Because the  barn isn’t done the goats are also not in a fence. The goats are out at night because of the bear activity. I don’t want a bear to get into the pen and they have no where to go. They freely raom the property and keep the weeds under control.  But we were a little concerned with coyotes and bears after the kids.  Our neighbor on our back line lost 3 lambs a couple of weeks ago and we didn’t want that to happen here. So we brought up a dog pen and stuck it up by the house with mama and babies in it for the first night. They did well and after that she didn’t keep them in there and instead buts them in the crawl space under the house. The other goats all stay close and keep guard.
One thing that we have noticed is how much goats act like deer. Mama will take the kids somewhere and put them down to nap, then wander off to graze. Then she comes back to get them, much like a deer does with a fawn. Of course a fawn doesn’t have a dog keeping an eye on them like these kids do. Our cockapoo , Reese, thinks that he has to watch them if mom isn’t near, and of course they get plenty of attention from the girls. 

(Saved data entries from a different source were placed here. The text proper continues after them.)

PR #9195, opened 2022-01-14
fix(FX-3679): Issues with saving alert modal on mobile devices

dimatretyak:
Type: **Fix**
Jira ticket: [FX-3679]

### Description
the "save alert" button is not always available for pressing in create alert modal (the problem is especially relevant for Safari on iOS)

### Steps to Reproduce
* Go to artist page
* Select some filters
* Click “Create an alert” button
* Try to click on the "Save Alert" button

### Current Outcome
In some cases, the "Save Alert" button gets obscured by Safari’s bottom navigation bar

### Expected Outcome
The "Save Alert" button is always available for pressing and does not overlap with anything


dimatretyak:
There is a [Safari-specific](https://artsy.slack.com/archives/C9SATFLUU/p1642192136109400?thread_ts=1642169105.102300&cid=C9SATFLUU) "issue", but this is the standard behavior of the browser

dblandin (approved):
Nice! Glad the `ModalDialog` component fit our use case here 👌🏼

src/v2/Components/SavedSearchAlert/SavedSearchAlertModal.tsx
```diff
@@ -127,17 +127,18 @@ export const SavedSearchAlertModal: React.FC<SavedSearchAlertFormProps> = ({
 
   return (
     <FormikProvider value={formik}>
-      <Form onSubmit={formik.handleSubmit} role="form">
-        <Modal
-          show={visible}
+      {visible && (
```
mdole, line 130: hm wait do we still need the `<Form>` here? Or does it just work because it's wrapped in `<FormikProvider>` and has the `formik.handleSubmit()` call?

mdole (approved):
one thing to confirm, otherwise looking good!

src/v2/Components/SavedSearchAlert/SavedSearchAlertModal.tsx
dimatretyak: > Or does it just work because it's wrapped in <FormikProvider> and has the formik.handleSubmit() call

Yes, you are absolutely right. We don't need to use the `Form` component, since we manually call `formik.handleSubmit`

PR #9201, opened 2022-01-17
fix(FX-3679): Previously entered data for saved search alert remains after the modal is closed

dimatretyak:
Type: **Fix**
Jira ticket: [FX-3679]

### Steps to Reproduce
* Go to artist page
* Specify some filters
* Click on “Create Alert” button
* Specify name for alert in create alert modal
* Close modal
* Click on “Create Alert” button again

### Current Outcome
Previously specified name for the alert is displayed

### Expected Outcome
* Should clear the name input when create alert modal is closed
* Should return the “Email alerts” checkbox to checked state when create alert modal is closed
* Should return the “Push alerts” checkbox to not checked state when create alert modal is closed

#### Web
https://user-images.githubusercontent.com/3513494/149781314-16e80026-9afa-4aa7-99cf-8562bb427456.mp4

### mWeb
https://user-images.githubusercontent.com/3513494/149781372-20953762-78fa-4a87-a6b1-31fc68421b60.mp4


src/v2/Components/SavedSearchAlert/SavedSearchAlertModal.tsx
```diff
@@ -125,69 +86,121 @@ export const SavedSearchAlertModal: React.FC<SavedSearchAlertFormProps> = ({
...
+                      selected={values.email}
+                    />
+                  </Box>
+                  <Spacer mt={4} />
+                  <Box display="flex" justifyContent="space-between">
+                    <Text>Mobile Alerts</Text>
+                    <Checkbox
+                      onSelect={selected => setFieldValue("push", selected)}
+                      selected={values.push}
+                    />
```
dzucconi, line 190: Checkbox accepts children which it will use as the label: `<Checkbox {...}>Mobile Alerts</Checkbox>`

dimatretyak: If we use this approach, we will get a slightly different result that is expected by design

image

dzucconi: Ah, I see; in that case make sure you're always using a v3 variant with `Text` in this case; probably `md`

dzucconi: Though — I do wonder how we wound up with a layout that's not specified in the design system. :\ — I'd pose that question to design.

dimatretyak: > Ah, I see; in that case make sure you're always using a v3 variant with `Text` in this case; probably `md`

Done

dimatretyak: > Though — I do wonder how we wound up with a layout that's not specified in the design system. :\ — I'd pose that question to design.

Asked this question [here](https://www.figma.com/file/zbEFZqjKgKquZwtU8U44j9?node-id=3970:9533#141304787)

PR #9215, opened 2022-01-18
fix(payment): Buyer can't accept seller's offer when payment requires authentication

laurabeth:
Addresses [TX-72] Pair w/ @starsirius on this fix.

The bug originally demonstrated in this ticket was resolved by the time I got to it, but there was still a secondary bug to be addressed: after the user went through the card verification process they were redirected back to the payment screen.

The issue was solved by removing a redirect to the `/status` route and instead resubmitting the form for the user. 

[TX-72]: https://artsyproduct.atlassian.net/browse/TX-72?atlOrigin=eyJpIjoiNWRkNTljNzYxNjVmNDY3MDlhMDU5Y2ZhYzA5YTRkZjUiLCJwIjoiZ2l0aHViLWNvbS1KU1cifQ


rquartararo (approved):
LGTM 👍

starsirius (approved):
It took a lot longer to reproduce than the actual fix. Thanks for the persistence!! 💪 

Separately I wonder if there is a good strategy to test this kind of behavior.

PR #9216, opened 2022-01-18
feat(NX-3014): Scroll to focus functionality when entering custom offer price

dariakoko:
Added scroll to focus functionality when entering custom offer price.

Screenshot before toggle or text input was pressed:
image

Screenshot after toggle or text input was pressed:
image

### DIFF
--- a/src/v2/Apps/Order/Components/PriceOptions.tsx
+++ b/src/v2/Apps/Order/Components/PriceOptions.tsx
@@ -106,7 +106,7 @@ export const PriceOptions: React.FC<PriceOptionsProps> = ({
   // trackClick("We recommend changing your offer", priceOptions[0]?.value!)
 
   const { scrollTo } = useScrollTo({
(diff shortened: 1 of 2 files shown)


src/v2/Apps/Order/Components/PriceOptions.tsx
```diff
@@ -143,7 +150,10 @@ export const PriceOptions: React.FC<PriceOptionsProps> = ({
                   id="OfferForm_offerValue"
                   showError={showError}
                   onChange={setCustomValue}
-                  onFocus={onFocus}
+                  onFocus={() => {
+                    onFocus
```
damassi, line 154: I think this is now missing an invocation (`onFocus()`)

dariakoko: Right, thanks for spotting. Fixed it

jo-rs (approved):
Looks and works great! Nice, @dariakoko! 🥇

PR #9223, opened 2022-01-19
feat(works-for-you2): Rebuild page 

damassi:
Addresses https://artsyproduct.atlassian.net/browse/GRO-740 

This rebuilds the works for you page and brings it into the new framework. The new FilterSelect palette component worked well here and will follow up with the other spots in the ArtworkFilter. 

wfy

Seriously struggling to figure out how to properly test using RTL (and also relay test data custom fixtures aren't working as expected anymore??), but will follow up in a separate PR. 

cc @artsy/grow-devs


src/v2/Apps/_WorksForYou2/WorksForYou2App.tsx
```diff
@@ -1,9 +1,160 @@
...
+    } else {
+      router.push("/works-for-you2")
+    }
+  }
 
-export const WorksForYou2App: React.FC = () => {
   return (
     <>
-      <Text variant="xl">Works For You 2 App</Text>
+      <MetaTags title="Works For You | Artsy" description="TODO" />
```
damassi, line 57: TODO

package.json
```diff
@@ -90,7 +90,7 @@
     "@artsy/fresnel": "3.2.1",
     "@artsy/gemup": "0.1.0",
     "@artsy/multienv": "^1.2.0",
-    "@artsy/palette": "18.12.2",
+    "@artsy/palette": "18.15.1",
```
dzucconi, line 93: Needs a rebase with main

src/v2/Apps/_WorksForYou2/WorksForYou2App.tsx
dzucconi: The title should be `"Works by Artists You Follow | Artsy"`, and I don't think there is a description.

src/v2/Apps/_WorksForYou2/Components/WorksForYou2ArtistFeed.tsx
```diff
@@ -0,0 +1,156 @@
...
+      setLoading(false)
+    })
+  }
+
+  return (
+    <>
+      <EntityHeader
+        name={artist.name!}
+        meta={meta}
+        imageUrl={avatarImageUrl}
```
dzucconi, line 49: Instead of giving this `imageUrl` pass it `image` with an object containing a `src`, `srcSet`, and `lazyLoad`

dzucconi (approved):
Looks good. Minor comments. We also are getting rid of this CTA?

damassi:
Ah, good catch about the CTA, will fix 👍

damassi:
Updated: 

Screen Shot 2022-01-20 at 2 56 05 PM

PR #9226, opened 2022-01-19
feat(new-routes): Added in the Preferences2 route

The-Beez-Kneez:
This is the scaffolding for the upcoming Interest-based preference center work. Set up our development route under `/preferences2`

### DIFF
--- a/src/v2/Apps/_Preferences2/preferencesRoutes.tsx
+++ b/src/v2/Apps/_Preferences2/preferencesRoutes.tsx
@@ -2,7 +2,7 @@ import loadable from "@loadable/component"
 import { AppRouteConfig } from "v2/System/Router/Route"
 
 const PreferencesApp = loadable(
-  () => import(/* webpackChunkName: "aboutBundle" */ "./PreferencesApp"),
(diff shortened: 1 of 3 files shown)


src/v2/Apps/_Preferences2/preferencesRoutes.tsx
```diff
@@ -0,0 +1,16 @@
+import loadable from "@loadable/component"
+import { AppRouteConfig } from "v2/System/Router/Route"
+
+const PreferencesApp = loadable(
+  () => import(/* webpackChunkName: "aboutBundle" */ "./PreferencesApp"),
```
damassi, line 5: We'll want to update the `webpackChunkName` prop to `preferencesBundle -- this is how webpack knows to split the js here into a new file that _only_ contains code related to the preference center

damassi (approved):
One minor fix, otherwise LGTM 👍

src/v2/Apps/_Preferences2/preferencesRoutes.tsx
The-Beez-Kneez: Updated.

PR #9228, opened 2022-01-19
fix: Show old offer submission for editioned artworks for now

jo-rs:
Quick fix to display the "old" offer submission for editioned artworks for now. We'll have a quick follow-up to make it work better with the new flow.


lilyfromseattle (approved):
👍

PR #11280, opened 2022-11-01
fix(partner): more modernization

dzucconi:
Closes: [GRO-1383](https://artsyproduct.atlassian.net/browse/GRO-1383)

OK, `PartnerApp` should be in good shape now. On to the `FairApp` next.


araujobarret (commented):
Good stuff 🚀

PR #11283, opened 2022-11-01
fix: scroll clean up

dzucconi:
Working towards [GRO-1401](https://artsyproduct.atlassian.net/browse/GRO-1401)

More programmatic scroll clean up — replacing most of the `scrollIntoView` usage. Remaining is components that use the `Pagination#scrollTo`  prop which will be in the next PR.


anandaroop (approved):
🙏🏽

PR #11288, opened 2022-11-02
chore(volley): updates image metrics

dzucconi:
Closes [GRO-1406](https://artsyproduct.atlassian.net/browse/GRO-1406)

* I can't use the `pageType` tagging that the page load metrics use. Those rely on something server-side and aren't updated as the client-side route changes. Instead I went with just pulling off the first path dir, tagged with `root-path`. Now that we no longer have top-level vanity routes, this should be sufficent: `artwork`, `article`, `collect`... etc.
* I added a tag for device pixel ratio. Not sure if this is necessary but would be nice to have to better determine where large images are coming from.
* I didn't add a cap to the transfer size because I just don't know where that top is. It'd be good to get some insight here.

### DIFF
--- a/src/Utils/Hooks/__tests__/useImagePerformanceObserver.jest.ts
+++ b/src/Utils/Hooks/__tests__/useImagePerformanceObserver.jest.ts
@@ -45,25 +45,34 @@ describe("useImagePerformanceObserver", () => {
 
     result.current.current = [
       {
-        initiatorType: "img",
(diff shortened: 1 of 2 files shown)


joeyAghion (approved):
👍 from me.

Noting that the `transfer-size` tag's meaning and values will change with this release. Might be a little funky to slice in datadog, but presumably we can filter by time window to _only_ see the updated bucket values.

A few weeks ago we traded our buck and a bred boar doe for a doe in milk. When we looked at her she was healthy and happy. When they brought her a week later, she was very ill and appeared starving. We spent a week nursing her back to health. Finally got her healthy and was able to get some milk from her. She was the goat that didn’t know she was a goat and she always wanted in the house and wouldn’t run with the other goats. She was finally starting to make friends and would go to the meadow with them and we were hopeful that she would be fine. 2 nights ago we were awakened by a goat screaming outside the living room window. She was on the ground in obvious distress. All the signs were anaphylactic shock. We have no idea what actually happened to put her in that condition. No sign of injury or illness.  I know that we should have epinephrine on hand, and we always did when we had goats before, but every trip to the store I’ve forgotten it. So my negligence led to us losing our first goat here.  I believe that her body and organs were damaged from the state she was in when she came here and despite our efforts to get her healthy again, it was too much for her. We have no idea how old she was but from experience, I would guess at least 5 years maybe more. I do know that whatever happened to her before, but she was happy, cared for and loved the last few weeks of her life.

























Everything doesn’t go as planned all of the time but you learn from it and go on.  You accept the good with the bad. This life isn’t all good and wonderful. Some parts are very tough to deal with, but it is all worth it.